Just how heterogeneic is the disease that iniparib was sent out to treat? The overview by Metzger-Filho et al cuts to the chase with their article’s title: Dissecting the Heterogeneity of Triple-Negative Breast Cancer. It puts us on notice that this disease state is fiercely complex and has a lot of moving parts that cannot be oversimplified by clinician or researcher: “As the heterogeneity of TNBC is better defined, potential therapeutic targets are likely to emerge. A better understanding of the immune system is likely to foster new therapies designed to modulate immune response. For the time being, studies in TNBC are focused on evaluating the role of novel cytotoxics or available cytotoxics in combination with known target agents.”2 A major consideration is patient selection: “In clinical practice, patients are selected for treatment based on clinical stage, tumor histology, and biomarkers with the ability to predict response to treatment.”2 A heterogeneous disease state is a textbook environment for obstacles in attaining the precision in diagnostics and treatment. HER2 receptor assessment follows a standardized definition according to guidelines, but hormone receptor assessment varies across different countries, and different immunohistochemistry (IHC) cutoffs are used to define positivity.
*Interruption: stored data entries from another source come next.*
PR #1414, opened 2021-04-21
Fix TypeError in PHP8

PATROMO:
We get the error "Unsupported operand types: string & int" because convertPlain() return `string[]`.
Although the return value describes the following `@return bool|float[]`.
I think converting to a float should solve the problem.

### DIFF
--- a/src/Color/ColorConverter.php
+++ b/src/Color/ColorConverter.php
@@ -173,7 +173,7 @@ class ColorConverter
 		$c = false;
 
 		if (preg_match('/^[\d]+$/', $color)) {
-			$c = [static::MODE_GRAYSCALE, (float)$color]; // i.e. integer only
+			$c = [static::MODE_GRAYSCALE, (float) $color]; // i.e. integer only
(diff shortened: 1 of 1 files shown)


src/Color/ColorConverter.php
```diff
@@ -173,7 +173,7 @@ private function convertPlain($color, array &$PDFAXwarnings = [])
 		$c = false;
 
 		if (preg_match('/^[\d]+$/', $color)) {
-			$c = [static::MODE_GRAYSCALE, $color]; // i.e. integer only
+			$c = [static::MODE_GRAYSCALE, (float) $color]; // i.e. integer only
```
finwe, line 176: Given the regexp pattern (and the comment), float does not make sense.

PATROMO: @finwe You're right, but `return float[]` also makes no sense if a string is returned. All other methods also return a float. If it makes more sense for you to convert to `int` at this point, then I would also agree.

PATROMO:
I'll try to write a test for it.

PATROMO:
close because #1415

The American Society of Clinical Oncology/College of American Pathologists guidelines for IHC testing for estrogen receptors and progesterone receptors recommend that assays be considered positive if there is at least 1% of positive tumor cells in the sample.3 If this description connotes nothing else, it is the demand for attention to detail in high science.

So the oncologist treating TNBC must dig beneath the succinct definition of PARP inhibitors, neatly described as “…a family of nuclear enzymes that polymerize poly(adenosine diphosphate–ribose) on substrate proteins to regulate processes such as DNA repair, gene transcription, and chromatin architecture.”4 They work in concert with conventional chemotherapy and radiation interventions that seek to break a tumor’s DNA double-strands. The body responds by attempting to repair the double-strand break that would kill the tumor cells, by “…a BRCA1/2-dependent, high-fidelity process in which the homologous sequence is used to precisely repair the break.”4 A definition is by no means a guide to treatment; the answers will lie in the details, and they are legion.
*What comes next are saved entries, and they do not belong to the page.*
PR #1415, opened 2021-04-23
Fix TypeError (PHP8) and Warning (PHP7) by casting values in the methods of ColorConverter

BolZer:
This PR references PR #1414. The PR #1414 can be closed as this PR incorporates the changes in #1414.

In PHP8 a type error will be thrown if the array, which is passed to the pack-Method in ColorConverter:convert, contains something other than a float or int. This is behaviour is currently the case as the type hint in the doc block is not honored and the array may contain a string. 

This is the case for something like: 

`'rgba(var(--sk_highlight,18,100,163),1)'`

The convert method under PHP7 will throw the following warning: 

> Warning: A non-numeric value encountered 

In PHP8 the following error will be thrown:

>  Uncaught TypeError: Unsupported operand types

A simplified example of this behaviour can be found here:

https://3v4l.org/hZU29

The produced array for the aforementioned example by the method ColorConverter:convertPlain 
is this:

Screenshot 2021-04-22 at 12 01 47

In the linked example we see that the value gets interpreted as int(0)

I've added some test cases to reflect on the changes-.

However the changes doesn't adhere to the typehint in the doc block due to the fact that the color mode 
is included in the array and a casting of this value to float may introduce unexpected behaviour.

### DIFF
--- a/src/Color/ColorConverter.php
+++ b/src/Color/ColorConverter.php
@@ -206,12 +206,12 @@ class ColorConverter
 		$g = hexdec(substr($cor, 3, 2));
 		$b = hexdec(substr($cor, 5, 2));
 
-        return [
-            3,
-            (float) $r,
-            (float) $g,
-            (float) $b
-        ];
+		return [
+			3,
+			(float) $r,
+			(float) $g,
+			(float) $b
+		];
 	}
 
 	/**
--- a/src/Color/ColorConverter.php
+++ b/src/Color/ColorConverter.php
@@ -230,7 +230,7 @@ class ColorConverter
 				return [static::MODE_RGB, (float) $cores[0], (float) $cores[1], (float) $cores[2]];
 
 			case 'rgba':
-				return [static::MODE_RGBA, (float) $cores[0], (float) $cores[1], (float) $cores[2], $cores[3] * 100];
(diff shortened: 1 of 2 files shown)


tests/Mpdf/Color/ColorConverterTest.php
```diff
@@ -89,6 +89,8 @@ public function convertColorsProvider()
 			['inherit', false],
 			['transparent', false],
 
+            ['#CCC url("img_tree.gif")', "3\xcc\xcc\xcc\x00\x00"],
```
BolZer, line 92: Didn't see any test case which tests something like this. I saw it in one of the comments in the source and included it.

src/Color/ColorConverter.php
```diff
@@ -173,7 +173,7 @@ private function convertPlain($color, array &$PDFAXwarnings = [])
 		$c = false;
 
 		if (preg_match('/^[\d]+$/', $color)) {
-			$c = [static::MODE_GRAYSCALE, $color]; // i.e. integer only
+			$c = [static::MODE_GRAYSCALE, (float) $color]; // i.e. integer only
```
BolZer, line 176: This could be replaced by a cast to int, but a cast to int or float needs to happen.

PATROMO:
@finwe can you merge this?

PR #1417, opened 2021-04-26
Fix PHP 8 TypeError and PHP 7 Warning by casting values in the methods of ColorConverter

BolZer:
In PHP8 a type error will be thrown if the array, which is passed to the pack-Method in ColorConverter:convert, contains something other than a float or int. This is behaviour is currently the case as the type hint in the doc block is not honored and the array may contain a string. 

This is the case for something like: 

`'rgba(var(--sk_highlight,18,100,163),1)'`

The convert method under PHP7 will throw the following warning: 

> Warning: A non-numeric value encountered 

In PHP8 the following error will be thrown:

>  Uncaught TypeError: Unsupported operand types

A simplified example of this behaviour can be found here:

https://3v4l.org/hZU29

The produced array for the aforementioned example by the method ColorConverter:convertPlain 
is this:

Screenshot 2021-04-22 at 12 01 47

In the linked example we see that the value gets interpreted as int(0)

I've added some test cases to reflect on the changes-.

However the changes doesn't adhere to the typehint in the doc block due to the fact that the color mode 
is included in the array and a casting of this value to float may introduce unexpected behaviour.

### DIFF
--- a/src/Color/ColorConverter.php
+++ b/src/Color/ColorConverter.php
@@ -206,12 +206,12 @@ class ColorConverter
 		$g = hexdec(substr($cor, 3, 2));
 		$b = hexdec(substr($cor, 5, 2));
 
-        return [
-            3,
-            (float) $r,
-            (float) $g,
-            (float) $b
-        ];
+		return [
+			3,
+			(float) $r,
+			(float) $g,
+			(float) $b
+		];
 	}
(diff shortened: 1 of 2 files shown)


BolZer:
Sorry. Created the PR in the wrong Repository

PR #204, opened 2016-04-27
Updated filters on Audio.py

Kowlin:
A actual fix for filters?! What?!


tekulvw:
[source](https://libav.org/libavfilter.html#Examples-1)

PR #224, opened 2016-05-02
Added support for multiple dice

BillKing94:


Eslyium:
!help roll (should be a bit more detailed)

Before - !roll [max=100] [nDice=1]
After - !roll (amount) (number of dice)
ex. !roll 100 2

Description
Rolls random numbers with one or more dice.

Other than that works fine.

irdumbs:
could you give a reason why this was closed @Kowlin?

Was it inactivity?

Kowlin:
Inactive. Misses a `))` and the feedback on the multible dice is sadly to say horrible. And beyond that the Github user is inactive.

BillKing94:
Feedback? I'll fix the parens if there's any interest in adding this, but any feedback hasn't made its way to me.

irdumbs:
if you were to add it as a cog, it would get approved much quicker.
You could get more substantial feedback then.
once it's all spiffed up, you may get more traction on having it merged into general.py

PR #227, opened 2016-05-02
!song shows local file name

franc-ist:
Will show the local file name when using !song. e.g. `Playing from local file: 'testing/Crazy in Love (Feat. Leah Kelly)'`


franc-ist:
here as a placeholder, as we are changing audio

PR #237, opened 2016-05-08
[Audio] Working local playlists

tekulvw:


Kowlin:
Works on my end

franc-ist:
@Kowlin even with the new audio?

PR #239, opened 2016-05-09
List of server count starts from 1

Eslyium:
Making servers list start from 1 instead of 0


Eslyium:
I dun fucked up

irdumbs:
almost. i'd change it in the actual print 👍

PR #242, opened 2016-05-11
!set stream [stream] [status]

irdumbs:
stream can be twitch channel name or full url.


irdumbs:
oh boy do I dislike github.
1 moment..

irdumbs:
https://github.com/Twentysix26/Red-DiscordBot/pull/243

PR #246, opened 2016-05-11
Whitelist clear+show & Blacklist clear+show the right way

ddday:
Finally figured out how to create a PR the right way so..
It's the same as last time, the title says it all.
Adds: `!whitelist clear` `!whitelist show` `!blacklist clear` `!blacklist show`

### DIFF
--- a/cogs/mod.py
+++ b/cogs/mod.py
@@ -216,6 +216,50 @@ class Mod:
         else:
             await self.bot.say("User is not in blacklist.")
 
+    @blacklist.command(name="show", pass_context=True)
+    async def _blacklist_show(self, ctx):
+        """Shows current blacklisted users"""
+        blckUsers = ''
+        unknown = []
+        blckList = fileIO("data/mod/blacklist.json", "load")
+        if blckList == []:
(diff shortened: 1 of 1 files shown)


cogs/mod.py
```diff
@@ -216,6 +216,50 @@ def __init__(self, bot):
...
+    @blacklist.command(name="clear", pass_context=True)
+    async def _blacklist_clear(self, ctx):
+        """Resets the blacklist to a blank state"""
+        blklist = fileIO("data/mod/blacklist.json", "load")
+        await self.bot.say("Are you sure you want to clear the blacklist? Everyone who was previously blacklisted be able to use me that way. (yes/no)")
+        response = await self.bot.wait_for_message(author=ctx.message.author)
+        response = response.content.lower().strip()
+        if response == "yes" or response == "y":
+            for i in blklist:
+                self.blacklist_list.remove(i)
```
irdumbs: instead of looping through all of em, could just
`self.blacklist_list = []`

tekulvw:
resubmit PR to develop for now, may change

PR #280, opened 2016-05-26
Additions modtools

franc-ist:
What's new?
- Softban capability
- Option reasons for banning/kicking a user


franc-ist:
will fix and redo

Translational research…personalized medicine depends on it, feeds on it, this intersection between research and clinical practice. O’Shaughnessy and colleagues did not dislodge research into PARP inhibitors, but if anything accelerated it by forcing a deeper look into the pharmacologic distinctions between iniparib and the real PARP inhibitors. The phase 3 research “failure” speaks to the need for cultivating a sense of what is on or off track in charting a treatment course in any newly delineated disease state – and TNBC is less than a decade old, PARP inhibitors younger.

Disappointment with clinical trial results also cultivates patience rather than a precipitous dismissal of new agents when survival is only nominally improved. We will examine this fascinating matter in our next column, for within it lays another component of personalized medicine: things are not always what they seem, and limited survival improvements may not always signal retreat. It involves the matter of proof of concept, and it is part of the exotic biological jungle we have entered when we accepted the challenge to confront cancer with personalized medicine.

References

  1. O’Shaughnessy J, Schwartzberg LS, Danso MA, et al. A randomized phase III study of iniparib (BSI-201) in combination with gemcitabine/carboplatin (G/C) in metastatic triple-negative breast cancer (TNBC). J Clin Oncol. 2011;29(suppl). Abstract 1007.
  2. Metzger-Filho O, Tutt A, de Azambuja E, et al. Dissecting the heterogeneity of triple-negative breast cancer. J Clin Oncol. 2012;30:1879-1887.
  3. Hammond ME, Hayes DF, Dowsett M, et al. American Society of Clinical Oncology/College of American Pathologists guideline recommendations for immunohistochemical testing of estrogen and progesterone receptors in breast cancer. J Clin Oncol. 2010;28:2784-2795.
  4. Carey L, Sharpless N. PARP and cancer – if it’s broke, don’t fix it. N Engl J Med. 2011;364:277-279.